→ Exercise materials
PR #320, opened 2016-11-22
Implement `AsHandle` and `AsHandleMut` traits.

ejpbruel:
Several types in rust-mozjs, such as Heap, PersistentRooted, and RootedGuard, represent a rooted
    value. A common property of rooted values is that a handle can be obtained to it. Rather than
    implement this property separately for each of these types, we should abstract it out into these
    two traits.
    
    This has several advantages: for instance, one can write functions that take any rooted value as
    argument, regardless of how it is implemented, and then obtain a handle to it. Additionally, it
    allows one to implement these traits for newtypes which underlying type is a rooted value.

---
This change is [Reviewable](https://reviewable.io/reviews/servo/rust-mozjs/320)

### DIFF
--- a/src/rust.rs
+++ b/src/rust.rs
@@ -20,8 +20,8 @@ use consts::{JSCLASS_RESERVED_SLOTS_MASK, JSCLASS_GLOBAL_SLOT_COUNT};
 use consts::{JSCLASS_IS_DOMJSCLASS, JSCLASS_IS_GLOBAL};
 use jsapi;
 use jsapi::{AutoIdVector, AutoObjectVector, CallArgs, CompartmentOptions, ContextFriendFields};
-use jsapi::{Evaluate2, Handle, HandleBase, HandleObject, HandleValue, Heap, HeapObjectPostBarrier};
-use jsapi::{HeapValuePostBarrier, InitSelfHostedCode, IsWindowSlow, JS_BeginRequest};
+use jsapi::{Evaluate2, Handle, HandleBase, HandleObject, HandleValue, HandleValueArray, Heap};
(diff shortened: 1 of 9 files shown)


src/rust.rs
```diff
@@ -596,28 +637,9 @@ impl<T: GCMethods<T> + Copy> Heap<T> {
         ptr
     }
 
-    pub fn set(&mut self, v: T) {
-        unsafe {
-            let ptr = self.ptr.get();
-            let prev = *ptr;
-            *ptr = v;
-            T::post_barrier(ptr, prev, v);
```
jdm: Why is it safe to avoid this post barrier?

src/rust.rs
```diff
@@ -320,6 +321,50 @@ unsafe impl Trace for Heap<jsid> {
...
+
+    fn set(&mut self, v: T) where T: Copy {
+        self.handle_mut().set(v)
+    }
+}
+
+/// Given the types `$T` and `$U`, implements the trait `AsHandleMut<$T>` for the type `$U`, where
+/// `$U` is a newtype whose underlying type implements `HandleMut<$T>`.
+#[macro_export]
+macro_rules! derive_as_handle_mut {
```
jdm: I don't really see a purpose for defining these macros here. The implementations aren't hard to write by hand, and I haven't come up with a use case for this in Servo yet.

jimblandy:
I suggested `AsHandle` and `AsHandleMut` because they would help write generic code that could take a reference to any value that could provide a handle, rather than making the callers extract the handles themselves. It seems analogous to the way the `std::fs` functions accept any argument that implements `AsRef<Path>`.

jdm:
Closing due to lack of activity.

→ Exercise
Whenever a line of the entries contains "rust", it counts toward the total; state that total alone.

→ Result of the task
6